ACTIVITY: Below are records; how many of their lines hold the string "daemon"? Reply with nothing but the number.

------------------------------------

PR #2097, opened 2023-02-06
ubi9: do not install ceph-exporter

guits:
this package isn't available in internal/downstream repos.


ktdreyer:
I think we could close this PR without merging. We'll just ship the `ceph-exporter` subpackage in RHCS 6.

PR #2098, opened 2023-02-09
split ubi8 / introduce ibm branding

guits:
The idea is to split the ubi8 image so we can build it with either the IBM or the Red Hat branding.


ktdreyer (approved):
I've run the following:

```
VERSION=5 ./contrib/compose-rhcs.sh
```
This deletes the Sree app and demo script as intended. (We won't ship those for IBM)

```
VERSION=5 BRANDING=redhat ./contrib/compose-rhcs.sh
```
This only results in cosmetic changes to the contents of `ceph-5.3-rhel-8`.

ktdreyer:
I'm requesting the `containers/ibm-ceph` dist-git repo now so we can populate `ibm-ceph-5.3-rhel-8`.

PR #2106, opened 2023-03-23
contrib/rhcs.md improvements

ktdreyer:
* We use the **minimal** `ubi9` image now for the rhcs image. Use that in the documentation.
* The ODCS repository supports multiple architectures. Use the `$basearch` repo so it works on ppc64le and s390x.
* Use a generic ODCS .repo filename so that we do not have to remember to bump this when we ship new versions.


ktdreyer:
CC @tuan-hoang1

guits (approved):

PR #2148, opened 2023-08-29
ceph-releases/main/centos: use V5.5 of nfs-ganesha to build centos 8

ljflores:
Description of your changes:

Following https://github.com/ceph/ceph-build/pull/2161, which changes the nfs-ganesha jenkins job to periodically build V5.5 instead of "next", we can update the container script to build with V5.5.

Checklist:


guits:
I think it makes sense that ceph:main images uses nfs-ganesha@devel (next) builds

PR #2153, opened 2023-09-06
ceph-releases/ALL/centos/daemon-base: change hardcoded nfs-ganesha ve…

tserlin:
…rsion

Change hard-coded nfs-ganesha version V5.3.2 to V5.5.

We are currently pinning the daily nfs-ganesha builds to V5.5 in https://jenkins.ceph.com/job/nfs-ganesha

### DIFF
--- a/ceph-releases/ALL/centos/daemon-base/__DOCKERFILE_INSTALL__
+++ b/ceph-releases/ALL/centos/daemon-base/__DOCKERFILE_INSTALL__
@@ -3,7 +3,7 @@ yum install -y jq && \
 bash -c ' \
   if [ -n "__GANESHA_PACKAGES__" ]; then \
     if [[ "${CEPH_VERSION}" == master || "${CEPH_VERSION}" == main ]]; then \
-      curl -s -L "https://shaman.ceph.com/api/repos/nfs-ganesha/V5.3.2/latest/centos/__ENV_[DISTRO_VERSION]__/flavors/ceph_main/repo?arch=$(arch)" -o /etc/yum.repos.d/ganesha.repo ; \
+      curl -s -L "https://shaman.ceph.com/api/repos/nfs-ganesha/V5.5/latest/centos/__ENV_[DISTRO_VERSION]__/flavors/ceph_main/repo?arch=$(arch)" -o /etc/yum.repos.d/ganesha.repo ; \
     elif  [[ "${CEPH_VERSION}" == reef ]]; then \
       echo "[ganesha]" > /etc/yum.repos.d/ganesha.repo ; \
       echo "name=ganesha" >> /etc/yum.repos.d/ganesha.repo ; \


ljflores (commented):
What about reef, quincy, and pacific? We should decide on that too.

Also, @guits had refactord the nfs-ganesha repo with this commit:
https://github.com/ceph/ceph-container/commit/b86898a9623bd93398ee9e4059d08ecda7ab3a4c

But I had to revert it in https://github.com/ceph/ceph-container/pull/2151 since it caused a regression in our container scripts (see more details about the regression in https://pad.ceph.com/p/16.2.14-struggles).

@guits mentioned he wants to reintroduce this change; @guits do you agree it could b handled in a subsequent PR?

ceph-releases/ALL/centos/daemon-base/__DOCKERFILE_INSTALL__
```diff
@@ -3,7 +3,7 @@ yum install -y jq && \
 bash -c ' \
   if [ -n "__GANESHA_PACKAGES__" ]; then \
     if [[ "${CEPH_VERSION}" == master || "${CEPH_VERSION}" == main ]]; then \
-      curl -s -L "https://shaman.ceph.com/api/repos/nfs-ganesha/V5.3.2/latest/centos/__ENV_[DISTRO_VERSION]__/flavors/ceph_main/repo?arch=$(arch)" -o /etc/yum.repos.d/ganesha.repo ; \
+      curl -s -L "https://shaman.ceph.com/api/repos/nfs-ganesha/V5.5/latest/centos/__ENV_[DISTRO_VERSION]__/flavors/ceph_main/repo?arch=$(arch)" -o /etc/yum.repos.d/ganesha.repo ; \
```
guits, line 6: @ljflores I think we should test ceph devel builds with nfs-ganesha builds

ljflores: @kalebskeithley thoughts?

@guits in that case, we'd have to add something to the nfs-ganesha Jenkins job so it periodically builds "next" as well as V5.5: https://github.com/ceph/ceph-build/blob/main/nfs-ganesha/config/definitions/nfs-ganesha.yml

kalebskeithley: 'next' is the bleeding edge devel branch. It's not really suitable, IMO, to be used. For anything

If you use a 'next' branch build and something doesn't work we may or may not make it a priority to fix.

I strongly suggest you use only released/tagged VX.Y versions, e.g. V5.5, V5.6, etc.   V5.Y is perfectly fine for pacific, quincy, reef, and beyond.

I don't understand the comment that you need to build 'next' occasionally.  Why?

ljflores: In that case, let's stick with V5.5.

ljflores (commented):
LGTM, except we need to ensure that V5.5 is also being used for reef, quincy, and pacific. I'm not sure if further changes need to be made to the script for that to happen.

@tserlin

tserlin:
> LGTM, except we need to ensure that V5.5 is also being used for reef, quincy, and pacific. I'm not sure if further changes need to be made to the script for that to happen.
> 
> @tserlin

Are you okay with merging this change first and seeing if we get a good build from it? Then I'll get a PR for the others.

ljflores:
Sure

ljflores (approved):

------------------------------------

SOLUTION: 4